Aging is a curious thing. A lot of people get older as they do it, but I don’t; I just get better. (Flug says there’s lots of room for improvement.)
                          ****************************
            My column two weeks ago asked if bureaucrats and politicians who announce cutbacks and who say there’ll be no reduction in service are (1) stupid or (2) lying.
            I was referring to the latest Horizon Health cuts in numbers of radiologists and their assertion that it wouldn’t affect patient care, but only hours after that column appeared in the paper a similar thing happened, this one involving the federal government.
            Across Canada the feds shut down eight Veterans’ centres and then insisted that the soldiers and former soldiers suffering from Post Traumatic Stress Syndrome could get just as much help from Service Canada offices.
            The odd thing is, in this case they might be right, because, going by the number of military suicides in the past few months, whatever the government was doing wasn’t working. I have this sinking feeling that this lack of effectiveness has been due to other government cutbacks. That’s their answer to everything, but I think I can safely predict that, as we get closer to an election (provincial 2014, federal 2015) the politicians will stumble upon huge caches of money under beds and chairs.
                                 ****************************
            James, a reporter I know on a weekly (weakly?) newspaper in eastern Ontario phoned me on Tuesday and could hardly talk, he was laughing so hard.
            “Slow down!” I said into the phone. “Turn down the music in the Elks Club juke box and tell me why you’re laughing so hard. I need a laugh because I just received my income tax (the Rides of March) forms in the mail.”
“I had a misprint in my newspaper story about Mayor Roredon,” he laughed. “I meant to write he was INDUCTED into the municipal hall of fame and I typed INDICTED which, as you know, being a famous reporter, means charged by the local prosecutor.”
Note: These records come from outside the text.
PR #67, opened 2017-10-05
Exempt Resolver/polyfills/require.js from extract-dependencies

### LINKED ISSUE #65: Getting "require() must have a single string literal argument" when bundling moment.js

Bug

When attempting to package a project which makes use of the https://github.com/moment/moment.js library, the packager crashes with the error `require() must have a single string literal argument`

The library line in question is: https://github.com/moment/moment/blob/develop/moment.js#L1830 which appears to be perfectly javascript code.

This behavior does not seem to happen when I build the bundle with RN 0.48.4, however that particular build has issues when running on an phone running Oreo.

I can work around this issue by disabling the error in question by adding a `return` statement before this line: https://github.com/facebook/metro-bundler/blob/master/packages/metro-bundler/src/JSTransformer/worker/extract-dependencies.js#L39

I am working on a repo to reproduce this behavior,  however my time is limited due to pressing issues that need to be addressed within the next week so I have not been able to get a proper minimalist reproduction of this behavior.

I will update this issue with a link once I can get a good example.

There should not be any errors when packaging the JS bundle with the above library

**Please provide your exact metro-bundler configuration and mention your metro-bundler, node, yarn/npm version and operating system.**

RN: 0.49.0-rc.5
metro-bundler: 0.13.0
OS: Arch Linux
Mobile OS: Android 8.0.0

jrylan:
**Summary**

`metro-bundler/src/JSTransformer/worker/extract-dependencies.js` parses every file to gather the usage of `require(...)` and extract the module name for building the dependency array.

The problem is that `exract-depdendencies.js` additionally analyzes `metro-bundler/src/Resolver/polyfills/require.js` which includes `require(moduleId)`. So it's failing every single time because `moduleId` is an `Identifier` (variable) instead of a `StringLiteral` as required in `extract-dependencies.js`.

Fixes #65

**Test plan**

Generate a successful build as normal.

### DIFF
--- a/packages/metro-bundler/src/JSTransformer/worker/index.js
+++ b/packages/metro-bundler/src/JSTransformer/worker/index.js
@@ -18,6 +18,7 @@ const extractDependencies = require('./extract-dependencies');
 const inline = require('./inline');
 const invariant = require('fbjs/lib/invariant');
 const minify = require('./minify');
+const path = require('path')
 
 import type {LogEntry} from '../../Logger/Types';
 import type {MappingsMap} from '../../lib/SourceMap';
@@ -85,6 +86,11 @@ type TransformCode = (
   Callback<Data>,
 ) => void;
 
+const pathToRequirePolyfill = path.resolve(
+  __dirname,
+  '../../Resolver/polyfills/require.js'
+)
+
 const transformCode: TransformCode = asyncify(
   (
     transformer: Transformer<*>,
@@ -141,8 +147,8 @@ const transformCode: TransformCode = asyncify(
       code = code.replace(/^#!.*/, '');
     }
 
-    const depsResult = isJson
-      ? {dependencies: [], dependencyOffsets: []}
+    const depsResult = isJson || filename === pathToRequirePolyfill
+      ? { dependencies: [], dependencyOffsets: [] }
       : extractDependencies(code);
 
     const timeDelta = process.hrtime(


jrylan:
The CI check is failing on code unrelated to my PR.

cpojer:
This is weird, and hasn't been a problem for us. I would prefer not to hardcode the specific module path here. cc @davidaurelio what do you think?

jrylan:
@cpojer I don't know if perhaps I'm hitting the issue because I use a custom rn-cli.config.js just to use a custom transform for TypeScript, but I hit the issue literally every single time. My build gets to 99%+ and then I get the red screen with "require() must have a single string literal argument". I edited `extract-dependencies.js` to inspect the value of `nodeArgs` in the `pushDependency` function and it was always an `Identifier` (instead of `StringLiteral` with the name `moduleId`.

So then I hoped over `src/JSTransformer/worker/index.js` and wrapped a try/catch around the use of `extractDependencies` to catch and log the filename of the problematic file... and it prints out `src/Resolver/polyfills/require.js` every time.

To work around the issue, I implemented a node module resolver hook to intercept the import of `src/JSTransformer/worker/index.js` and replace it with the code as seen here in my PR. Works perfectly fine and exactly as expected.

cpojer:
How about instead ignoring that file from having deps extracted? It's almost certainly the config you have, and I apologize that the current config system allows you to shoot yourself in the foot.

jrylan:
@cpojer you mean add it to the blacklistRE in rn-cli.config.js? Trying it now.

jrylan:
@cpojer if I add the following in my rn-cli.config.js I still get `bundling failed: Error: require() must have a single string literal argument`.

```js
  getBlacklistRE(platform) {
    return blacklist([
      /.*\/polyfills\/require\.js.*/
    ])
  },
```

Is this what you meant for me to try or is there something else?

cpojer:
Is that on the same file? That would be weird.

jrylan:
@cpojer yup, same file as before -- always erroring on the require polyfill. Here's the contents of my rn-cli.config.js:

```js
const blacklist= require('metro-bundler/src/blacklist')

export default {
  getBlacklistRE(platform) {
    return blacklist([
      /.*\/polyfills\/require\.js.*/
    ])
  },

  getTransformModulePath() {
    return require.resolve('./transformer.js')
  }
}
```

The transformer is very simple, just a basic TypeScript transform.

cpojer:
Alright, this has devolved into a question thread rather than a PR. I don't think there is anything wrong with Metro, and I'd like to keep this code outside of the extraction code. For TypeScript compilation with RN, you could reach out to @orta. Thanks for understanding.

jrylan:
@cpojer This isn't a question thread. I'm providing you with the details of the scope of my setup so that there is less need for back-and-forth questions to resolve the problem.

The issue is completely unrelated to TypeScript, none of the problem is happening in the transform at all. Somehow even with adding polyfills/require.js (part of the Metro source code) to the blacklist, Metro still tries to extract dependencies from a file where it shouldn't be... A file completely outside of my code and never referenced in my code.

I am having no problem at all with TypeScript and in fact the previous version of Metro and React Native have worked perfectly fine in my setup for a long, long time. This is a regression issue in the latest version of Metro.

I understand that you're swamped and don't have much time to invest in issues, but I think it was premature to close this.

cpojer:
Mind looking at the default config to figure out what's different with your config?

jrylan:
@cpojer - my sincere apologies, I was wrong and it is related to the custom transform in my rn-cli.config.js. Others may run into this problem, so if you think it's worthy of me documenting and updating docs, please let me know....

Basically, in my custom transform, I have a custom method that checks the file path to see if my transformer should actually do anything or just return the source code that was provided to it unchanged. Essentially, if a filename contains `node_modules` and then isn't followed after that by something like `react|react-*|native-*` then my transformer skips it and returns 

```js
return {
  filename,
  ast: null,
  code: src, // This is the src that is passed into the custom transform defined in rn-cli.config.js
  map: null
}
```

What is going on is that in previous versions of Metro and React Native, it was fine for me to just return the source of any Metro Bundler file unchanged -- that is now no longer the case. Metro Bundler must be added to my transform whitelist in order to accommodate the following two files that are added to your app bundle:

1. metro-bundler/src/Resolver/polyfills/prelude_dev.js
2. metro-bundler/src/Resolver/polyfills/require.js

My custom transform handles TypeScript when the file extension matches .ts or .tsx, otherwise it passes it off to Babel using the `babel-preset-react-native/configs/main` or `babel-preset-react-native/configs/hmr`.... So basically, in this case my transformer was never allowing either of those Metro files to hit Babel, and it looks like they need to now.

cpojer:
Hey, thanks for following up @jrylan. It's ok to be wrong sometimes, I am wrong often too :) I appreciate that you documented this issue so thoroughly here. I'm wondering if we should just whitelist these two files and transform them with a default worker in Metro to make this easier? That way your transformer doesn't have to concern itself with Metro's own code.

“I suppose the mayor was not pleased,” I said, still unaware of the source of his good humour.
“He came roaring into the office and was going to shoot me, string me up, run over me with a D-9 Caterpillar bulldozer and then get rough.”
“Then what’s so funny?” I asked.
“While the mayor was yelling at me, Staff Sergeant Wilcox came in and arrested him. Within an hour, he was INDICTED for bribery, corruption, spitting on the sidewalk, and whatever else they could think of. I love it!”
And so we come to the German word ‘schadenfreude’, one that I’ve wanted to use for quite a while. It means ‘enjoying someone else’s misfortune’.
                     ****************************
We have a new bartender at the club – our seventh this winter – and his name is William Tell. Those of us of a certain age remember that the old TV show ‘The Lone Ranger’ began and ended with a piece from the opera ‘The William Tell Overture’ and I want you to know that this William Tell has nothing to do with that William Tell. The closest he has come is that on Tuesday evening, when it snowed, he was complaining because he left something at the club – the William Tell Overshoes.
We are all rather tired of hearing about the young rock singer Justin Bieber’s problems with the law. Referring to the previous paragraph, I might remind you that the original William Tell was the guy who, trying to gain his freedom, was forced to shoot an arrow through an apple on his son’s head. I hope Justin’s dad is practising his bow skills.

In my (our) Facebook group ‘Old Photos of Victoria County, NB’ there has been quite a discussion about girls’ pants. I am not referring to girls’ panties, but about the days when the female students of almost every NB high school were not allowed to wear pants to or in school. It was the late 1960s before SVRHS in Andover started allowing it so that girls didn’t have to wade snow to their bare knees. You can see the discussion on the FB pages, including one remark: “If the (male) principal insisted on girls wearing skirts in -30º weather, let him try it.” Amen.